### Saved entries
[Start of Attachment]

Issue #118, opened 2018-09-05
default mapdir assumed by dust.SFDMap won't jive with $DUST_DIR


moustakas:
In https://github.com/desihub/desimodules/issues/22 we added a new $DUST_DIR environment variable to point to `/global/project/projectdirs/cosmo/data/dust/v0_1`

However, `dust.SFDMap` needs/wants the full path to the dust maps, i.e., 
`/global/project/projectdirs/cosmo/data/dust/v0_1/maps`.

Specifically, at NERSC:
```
from desiutil.dust import SFDMap
ss = SFDMap()
ss.mapdir
  '/global/project/projectdirs/cosmo/data/dust/v0_1' # comes from $DUST_DIR
ss.ebv(120, 1.0)
[snip]
FileNotFoundError: [Errno 2] No such file or directory: '/global/project/projectdirs/cosmo/data/dust/v0_1/SFD_dust_4096_ngp.fits'
```
but
```
from desiutil.dust import SFDMap
ss = SFDMap(mapdir='/global/project/projectdirs/cosmo/data/dust/v0_1/maps')
ss.ebv(120, 1.0)
```
works.

So I think that `SFDMap.__init__` just needs to append the `maps` subdirectory when evaluating `$DUST_DIR` (which I *don't* think we should change).

weaverba137:
Fixed by #119.

PR #119, opened 2018-09-05
adding the maps subdirectory to the dustdir variable

geordie666:
This PR updates the default directory used by `desiutil.dust` to add the `/maps` subdirectory to the `$DUST_DIR` environment variable.

### DIFF
--- a/py/desiutil/dust.py
+++ b/py/desiutil/dust.py
@@ -167,11 +167,12 @@ class SFDMap(object):
 
     Parameters
     ----------
-    mapdir : :class:`str`, optional, defaults to :envvar:`DUST_DIR`.
+    mapdir : :class:`str`, optional, defaults to :envvar:`DUST_DIR`+``/maps``.
         Directory in which to find dust map FITS images, named
         ``SFD_dust_4096_ngp.fits`` and ``SFD_dust_4096_sgp.fits``.
-        If not specified, the value of the :envvar:`DUST_DIR` environment
-        variable is used, otherwise an empty string is used.
+        If not specified, the map directory is derived from the value of 
+        the :envvar:`DUST_DIR` environment variable, otherwise an empty 
+        string is used.
     north, south : :class:`str`, optional
         Names of north and south galactic pole FITS files. Defaults are
         ``SFD_dust_4096_ngp.fits`` and ``SFD_dust_4096_sgp.fits``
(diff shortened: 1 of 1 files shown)


geordie666:
@moustakas: is this what you had in mind to fix https://github.com/desihub/desiutil/issues/118? If so, ask @weaverba137 for a review prior to any merge.

py/desiutil/dust.py
```diff
@@ -189,7 +190,8 @@ def __init__(self, mapdir=None, north="SFD_dust_4096_ngp.fits",
                  south="SFD_dust_4096_sgp.fits", scaling=1.):
 
         if mapdir is None:
-            mapdir = os.environ.get('DUST_DIR', '')
+            dustdir = os.environ.get('DUST_DIR', '')
```
weaverba137: So if `DUST_DIR` is not set, `dustdir = ''`, and `mapdir = '/maps'`.  I think it would be better to raise an exception saying that the maps can't be found, rather than wait until a somewhat obscure error is raised when looking for fits files in a directory that doesn't exist.

py/desiutil/dust.py
```diff
@@ -189,7 +190,8 @@ def __init__(self, mapdir=None, north="SFD_dust_4096_ngp.fits",
...
+            mapdir = "{}/maps".format(dustdir)
```
weaverba137: Use `mapdir = os.path.join(dustdir, 'maps')`.

geordie666:
Oops, @weaverba137 I just found a minor typo. Please hold off any further review.

geordie666:
OK, @weaverba137, I'm done with my review response. Thanks.

py/desiutil/dust.py
```diff
@@ -189,7 +192,17 @@ def __init__(self, mapdir=None, north="SFD_dust_4096_ngp.fits",
                  south="SFD_dust_4096_sgp.fits", scaling=1.):
 
         if mapdir is None:
-            mapdir = os.environ.get('DUST_DIR', '')
+            dustdir = os.environ.get('DUST_DIR')
+            if dustdir is None:
+                log.critical('Pass mapdir or set $DUST_DIR')
+                raise IOError
```
weaverba137: Typically when raising an exception, you pass a message to it.  In this case, the same message as the log message will do.

Also `IOError` might not be ideal here because the exception hierarchy is different between 2 & 3.  I recommend carefully reading https://docs.python.org/3/library/exceptions.html to see if that's what you really want.  For example, `ValueError` might be just as appropriate.

Please also make sure that the unit tests actually test the case where an invalid value is passed during initialization.

geordie666: I now raise a ValueError with a message, and I've added a unit test to check that ValueErrors are thrown appropriately when `DUST_DIR` doesn't exist or when a meaningless map directory is passed.

weaverba137:
Looks good.  Merge when tests are done.  I will tag after the merge.

weaverba137:
desiutil/1.9.13 is installed on cori and edison.

Issue #114, opened 2018-08-18
change declination range of equatorial/basemap projections?


moustakas:
@dkirkby In `plots.plot_sky_binned` I'd like to change the declination range of the map to, e.g., to zoom into the southern or northern cap region.  I played around with the `lat_[0,1,2]` and `llcrnrlat` and `urcrnrlat` arguments to the `Basemap` class (around line 460 in `init_sky`) but didn't have much luck.

This request may not be possible but I thought I'd ask.

weaverba137:
Pinging @dkirkby.  This question/issue is for you.

weaverba137:
It is not possible to change axis limits on built-in matplotlib projections.  Since we're trying to eliminate basemap and related external dependencies, we're not going to support that *in desiutils*.  You are welcome to share other solutions you find with the collaboration.

PR #124, opened 2018-10-18
Add ecliptic plane to all-sky plots

dkirkby:
Draw the ecliptic in `plots.init_sky()`.  Shown as a dotted red line by default, but can use a different color or turned off using the `ecliptic_color` parameter.

expfac_airmass_ha0

### DIFF
--- a/doc/changes.rst
+++ b/doc/changes.rst
@@ -10,7 +10,7 @@ Change Log
 1.9.15 (unreleased)
 -------------------
 
-* No changes yet.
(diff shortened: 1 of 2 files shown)


weaverba137:
This looks fine, but while I've got your attention, is anything happening with #114?

weaverba137:
Sorry this has been dangling for a while.  If there are no objections, I'll merge this soon.

weaverba137:
"Soon" = after I got back from Chile.

PR #43, opened 2016-04-14
Adding a way to slow down redeployment test

trisberg:
- On Marathon, we need some time to wait for the platform to cleaan up before reusing the same app id. It's noot enough to wait for the app to not exists anymore.


ericbottard:
Rebased and merged as 8392845

PR #50, opened 2016-04-19
Guard getFile with all exceptions

### LINKED ISSUE #49: Guard getFile with all exceptions in DelegatingResourceLoader
We check if `Resource` exists as file by catching `IOException`. However it looks like we have implementations(like `HdfsResource`) which throw `UnsupportedOperationException` and error is then propagated. Should really catch `Exception` as if something is thrown, file doesn't exist.

jvalkeal:
- Add better catch in DelegatingResourceLoader
  for existsAsFile().
- Fixes #49

### DIFF
--- a/spring-cloud-deployer-resource-support/src/main/java/org/springframework/cloud/deployer/resource/support/DelegatingResourceLoader.java
+++ b/spring-cloud-deployer-resource-support/src/main/java/org/springframework/cloud/deployer/resource/support/DelegatingResourceLoader.java
@@ -159,7 +159,7 @@ public class DelegatingResourceLoader implements ResourceLoader {
 			resource.getFile();
 			return true;
 		}
-		catch (IOException e) {
+		catch (Exception e) {
 		}
 		return false;
 	}


spring-cloud-deployer-resource-support/src/main/java/org/springframework/cloud/deployer/resource/support/DelegatingResourceLoader.java
```diff
@@ -159,7 +159,7 @@ private static boolean existsAsFile(Resource resource) {
 			resource.getFile();
 			return true;
 		}
-		catch (IOException e) {
+		catch (Exception e) {
```
markfisher: should we log something, even if it's at *debug* level?

markfisher: maybe not since this is only called internally anyways... implementation detail

will merge

PR #51, opened 2016-04-22
add overwrite boolean param to registry populator

markfisher:
required by https://github.com/spring-cloud/spring-cloud-dataflow/pull/549

### DIFF
--- a/spring-cloud-deployer-resource-support/src/main/java/org/springframework/cloud/deployer/resource/registry/UriRegistryPopulator.java
+++ b/spring-cloud-deployer-resource-support/src/main/java/org/springframework/cloud/deployer/resource/registry/UriRegistryPopulator.java
@@ -40,6 +40,7 @@ import org.springframework.util.Assert;
  * provided by {@link #resourceLoader}.
  *
  * @author Patrick Peralta
+ * @author Ilayaperumal Gopinathan
  */
 public class UriRegistryPopulator implements ResourceLoaderAware {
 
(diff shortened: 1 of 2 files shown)


spring-cloud-deployer-resource-support/src/main/java/org/springframework/cloud/deployer/resource/registry/UriRegistryPopulator.java
```diff
@@ -73,6 +72,15 @@ public void setResourceLoader(ResourceLoader resourceLoader) {
 				for (String key : properties.stringPropertyNames()) {
 					try {
 						URI uri = new URI(properties.getProperty(key));
+						if (!overwrite) {
+							try  {
+								registry.find(key);
+							}
+							catch (IllegalArgumentException e) {
+								// this key already exists
```
ilayaperumalg: It looks like the `IllegalArgumentException` is thrown only when the key is not found. Hence, I think we need to register in that case instead of `continue` here and if the key is found then we can continue.

ilayaperumalg: @markfisher Pushed some changes to my branch [here] (https://github.com/ilayaperumalg/spring-cloud-deployer/commit/2ea3d30d8d3b546c6ab250f97baac0f9766ee015) for the above comment with a test that showcases it. If that looks good to you, I can merge this PR along with those changes.

markfisher: thanks @ilayaperumalg - good catch! your changes look good except one minor detail: *exist* (no s at the end) in the catch block comment

markfisher:
I've incorporated your commit @ilayaperumalg. Thanks!

PR #53, opened 2016-04-25
Updating Docker image

trisberg:
- changing to use new official image java:8-alpine

- changing to use springcloud account instead of springcloudstream since this isn't stream related


jvalkeal:
lgtm, merging

PR #54, opened 2016-04-26
Make the test logger protected for classes extending this

trisberg:


spring-cloud-deployer-spi-test/src/main/java/org/springframework/cloud/deployer/spi/test/AbstractAppDeployerIntegrationTests.java
```diff
@@ -73,7 +73,7 @@
 @RunWith(SpringJUnit4ClassRunner.class)
 public abstract class AbstractAppDeployerIntegrationTests {
 
-	private static final Logger log = LoggerFactory.getLogger(AbstractAppDeployerIntegrationTests.class);
+	protected static final Logger log = LoggerFactory.getLogger(AbstractAppDeployerIntegrationTests.class);
```
markfisher: could make this non-static and call `this.getClass()` instead

markfisher: but it should indeed be `protected` so it can be used within subclasses

markfisher:
merged, but also made `log` non-static so it could be created with the concrete class: https://github.com/spring-cloud/spring-cloud-deployer/commit/801d925a6611e8cacaf1d1a3ccdf01a529228ab2

PR #56, opened 2016-05-03
LocalTaskLauncher not using parent env

### LINKED ISSUE #42: LocalTaskLauncher not using parent env
Work done in #25 should also done for tasks. We're starting to have a lot of duplication so it's best to wait #20 which adds a share parent class for common functionality.

jvalkeal:
- Refactor LocalTaskLauncher to use same
  ProcessBuilder concepts than LocalAppDeployer.
- Moved some common functionality into a parent
  AbstractDeployerSupport.
- Fixes #42


cppwfs:
LGTM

[End of Attachment]

### What this task involves
Across the records above, how many lines contain the word "overwrite"? Give the number by itself.

### Expected answer
2